=== Section Start ===

PR #233, opened 2021-09-20
Added role, rolebinding, serviceaccount, and environment variables.

aaronfern:
Added role, rolebinding, serviceaccount, and environment variables to allow etcd-backup-restore sidecar to become kubernetes aware

/area backup
/area disaster-recovery
/area high-availability
/kind enhancement

As part of making the backup-restore sidecar kubernetes aware,  this PR does the following
- Allows druid to now create `serviceaccount`, `role`, and `rolebinding` and associates them to the etcd pods, to authenticate it to the API server. 
- Passes the pod name and current namespace to the `backup-restore` pod as environment variables
- Removes logic for cronjob as it is to be replaced with trigger based compaction jobs instead

Partially fixes gardener/etcd-backup-restore#333

**Release note**:

```feature user
`druid` will now also reconcile a `serviceaccount`, a `role`, and a `rolebinding` as part of it's `etcd` reconcile flow and associate it with the etcd pod
```


charts/etcd/templates/etcd-role.yaml
```diff
@@ -0,0 +1,36 @@
...
+metadata:
+  name: {{ .Values.roleName }}
+  namespace: {{ .Release.Namespace }}
+  ownerReferences:
+  - apiVersion: druid.gardener.cloud/v1alpha1
+    blockOwnerDeletion: true
+    controller: true
+    kind: Etcd
+    name: {{ .Values.name }}
+    uid: {{ .Values.uid }}
```
timuthy, line 12: I suggest to not add a `ownerReference` here because depending on the propagation policy owned resources could be deleted too early.
It's not guaranteed that the deletion of the `etcd` resource happens in a way that this role is only removed when the finalizer is patched out from the `etcd` resource.

charts/etcd/templates/etcd-role.yaml
```diff
@@ -0,0 +1,36 @@
...
+  - list
+- apiGroups:
+  - coordination.k8s.io
+  resources:
+  - leases
+  verbs:
+  - list
+  - get
+  - update
+  - delete
```
timuthy, line 35: `delete` should not be required since only the Druid deletes `Lease`s. See  https://github.com/gardener/etcd-druid/tree/master/docs/proposals/multi-node#member-leases:

> The lease objects are created and deleted only by etcd-druid but are continually renewed within the leaseDurationSeconds by the individual etcd-backup-restore sidecars (corresponding to their members) if the the corresponding ETCD member is ready and is part of the ETCD cluster.

charts/etcd/templates/etcd-rolebinding.yaml
```diff
@@ -0,0 +1,26 @@
...
+metadata:
+  name: {{ .Values.roleBindingName }}
+  namespace: {{ .Release.Namespace }}
+  ownerReferences:
+  - apiVersion: druid.gardener.cloud/v1alpha1
+    blockOwnerDeletion: true
+    controller: true
+    kind: Etcd
+    name: {{ .Values.name }}
+    uid: {{ .Values.uid }}
```
timuthy, line 12: See previous comment about owner ref.

charts/etcd/templates/etcd-serviceaccount.yaml
```diff
@@ -0,0 +1,18 @@
...
+metadata:
+  name: {{ .Values.serviceAccountName }}
+  namespace: {{ .Release.Namespace }}
+  ownerReferences:
+  - apiVersion: druid.gardener.cloud/v1alpha1
+    blockOwnerDeletion: true
+    controller: true
+    kind: Etcd
+    name: {{ .Values.name }}
+    uid: {{ .Values.uid }}
```
timuthy, line 12: See previous comment about owner ref.

controllers/controller_ref_manager.go
```diff
@@ -288,6 +289,97 @@ func (m *EtcdDruidRefManager) ClaimCronJob(ctx context.Context, cronJob *batchv1
 	return claimed, utilerrors.NewAggregate(errlist)
 }
 
+func (m *EtcdDruidRefManager) ClaimServiceAccount(ctx context.Context, sa *corev1.ServiceAccount, filters ...func(*corev1.ServiceAccount) bool) (*corev1.ServiceAccount, error) {
```
timuthy, line 292: Why do we need to claim the `ServiceAccount` here? Isn't it sufficient to just create it via the chart? Same goes for `Role` and `RoleBinding`.

timuthy (changes requested):
Thanks for the PR. I left a few comments and questions.

controllers/controller_ref_manager.go
shreyas-s-rao: @timuthy you're right. @aaronfern I think this requires some history of why the claim logic was even necessary in the first place. Initially (3 years ago), there was only the etcd statefulset (that contains the etcd container and backup-restore sidecar) which was directly deployed by gardener. Later, we realised the need for a controller to perform tasks that a sidecar can't, and hence built etcd-druid. Druid could create new etcds with no issues, but from a backward-compatibility perspective, landscapes were already running multiple etcd statefulsets, so druid now had to "claim" these.

For the new resources you're introducing here (serviceaccount, role, rolebinding for the backup sidecar), you need not claim them, as you're sure that these resources are created fresh by druid.

shreyas-s-rao (changes requested):
@aaronfern Thanks for the PR. This PR will now need to be modified to remove cronjob, after out-of-band discussions to introduce trigger-based compaction jobs. Also, please remove the claim logic for the three resources you've introduced, as this is not a necessity, as mentioned [here](https://github.com/gardener/etcd-druid/pull/233#discussion_r718610791). Thanks.

charts/etcd/templates/etcd-role.yaml
shreyas-s-rao: > It's not guaranteed that the deletion of the etcd resource happens in a way that this role is only removed when the finalizer is patched out from the etcd resource

@timuthy I didn't exactly get this. [Etcd deletion flow](https://github.com/gardener/etcd-druid/blob/0828abe1338b0654a33cb5b118a2d5eeeb9bcda5/controllers/etcd_controller.go#L280) first deletes the etcd statefulset and then removes the finalizers on the dependent secrets (backup secret and TLS secrets) and finally removes finalizer from the etcd resource. That will then ensure the deletion of the etcd and subsequently the etcd bootstrap configmap and service (as well as serviceaccount, role, rolebinding from this PR).

timuthy: >  That will then ensure the deletion of the etcd and subsequently the etcd bootstrap configmap and service (as well as serviceaccount, role, rolebinding from this PR).

Exactly this order you described depends on the `propagationPolicy`. Try to execute the following and you will see that all owned objects are gone immediately even though the Druid did not remove the finalizer from the `etcd` resource.

```
kubectl delete etcd etcd-test --cascade="foreground"
```

charts/etcd/templates/etcd-role.yaml
aaronfern: Done

charts/etcd/templates/etcd-role.yaml
timuthy: In an out-of-band discussion we agreed with continuing with the `ownerReference` approach since we already took this for `ConfigMap` and `Service` resources and deleting the resources too early be accident is not very critical.

controllers/etcd_controller.go
```diff
@@ -1174,8 +1168,10 @@ func (r *EtcdReconciler) getMapFromEtcd(etcd *druidv1alpha1.Etcd) (map[string]in
 		"statefulsetReplicas":     statefulsetReplicas,
 		"serviceName":             fmt.Sprintf("%s-client", etcd.Name),
 		"configMapName":           fmt.Sprintf("etcd-bootstrap-%s", string(etcd.UID[:6])),
-		"cronJobName":             getCronJobName(etcd),
 		"volumeClaimTemplateName": volumeClaimTemplateName,
+		"serviceAccountName":      fmt.Sprintf("%s-serviceaccount", etcd.Name),
+		"roleName":                fmt.Sprintf("%s-role", etcd.Name),
+		"roleBindingName":         fmt.Sprintf("%s-rolebinding", etcd.Name),
```
timuthy, line 1174: Should we include something like `-br-` in the name, so that the relation to backup-store is clear?

controllers/etcd_controller.go
```diff
@@ -791,142 +797,129 @@ func (r *EtcdReconciler) getStatefulSetFromEtcd(etcd *druidv1alpha1.Etcd, values
...
+	serviceAccountPath := getChartPathForServiceAccount()
+	chartPath := getChartPath()
+	renderedChart, err := r.chartApplier.Render(chartPath, etcd.Name, etcd.Namespace, values)
+	if err != nil {
+		return err
 	}
-
-	if !backupCompactionScheduleFound {
-		if err == nil {
-			err = r.Delete(ctx, &cronJob, client.PropagationPolicy(metav1.DeletePropagationForeground))
```
timuthy, line 810: I don't think that we can simply remove the deletion of cron jobs because people might have already enabled that feature, so these objects will remain in the cluster after switching to `Job` in https://github.com/gardener/etcd-druid/pull/235.
In general I have to admit, I don't like that this PR tries to include both: Adding new resource for Backup-Restore and removing the `CronJob` behavior. Why?
- It makes it depended on https://github.com/gardener/etcd-druid/pull/235.
- It breaks the main branch after merging.
- It makes reviews harder to understand.
- It makes the change history complex.
Not sure why that decision was made https://github.com/gardener/etcd-druid/pull/233#pullrequestreview-766861481 (/cc @shreyas-s-rao).

api/v1alpha1/etcd_types.go
```diff
@@ -141,9 +141,6 @@ type BackupSpec struct {
 	// EnableProfiling defines if profiling should be enabled for the etcd-backup-restore-sidecar
 	// +optional
 	EnableProfiling *bool `json:"enableProfiling,omitempty"`
-	// BackupCompactionSchedule defines the cron standard for compacting the snapstore
-	// +optional
-	BackupCompactionSchedule *string `json:"backupCompactionSchedule,omitempty"`
```
timuthy, line 146: We should have a breaking change release note for this.

config/crd/bases/druid.gardener.cloud_etcds.yaml
```diff
@@ -4,7 +4,7 @@ apiVersion: apiextensions.k8s.io/v1
 kind: CustomResourceDefinition
 metadata:
   annotations:
-    controller-gen.kubebuilder.io/version: v0.4.1
+    controller-gen.kubebuilder.io/version: v0.5.0
```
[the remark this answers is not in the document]
aaronfern: Thanks for catching this.
Updated

controllers/etcd_controller.go
abdasgupta: Yes, I already took care of cron job related codes in my PR. Would add a release note. Thanks.

shreyas-s-rao (dismissed):
@aaronfern Please remove the cronjob-removal related changes from your PR, since @abdasgupta will be including those changes in https://github.com/gardener/etcd-druid/pull/235 with a breaking change release note. Let's keep this PR only for adding RBAC for backup sidecar to renew snapshot and member leases.

Please also add the relevant tests for sa, role, rb, like ensuring that the sa has read/write permissions on leases but not on other objects, and also ensuring that if the role/rb are not deployed, then sa cannot access leases as well.

timuthy (approved):
/lgtm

=== Section End ===

> **The task**:
Among the lines above, find those carrying the word "changes" and copy them out.

> **Written reply**:
timuthy (changes requested):
shreyas-s-rao (changes requested):
@aaronfern Please remove the cronjob-removal related changes from your PR, since @abdasgupta will be including those changes in https://github.com/gardener/etcd-druid/pull/235 with a breaking change release note. Let's keep this PR only for adding RBAC for backup sidecar to renew snapshot and member leases.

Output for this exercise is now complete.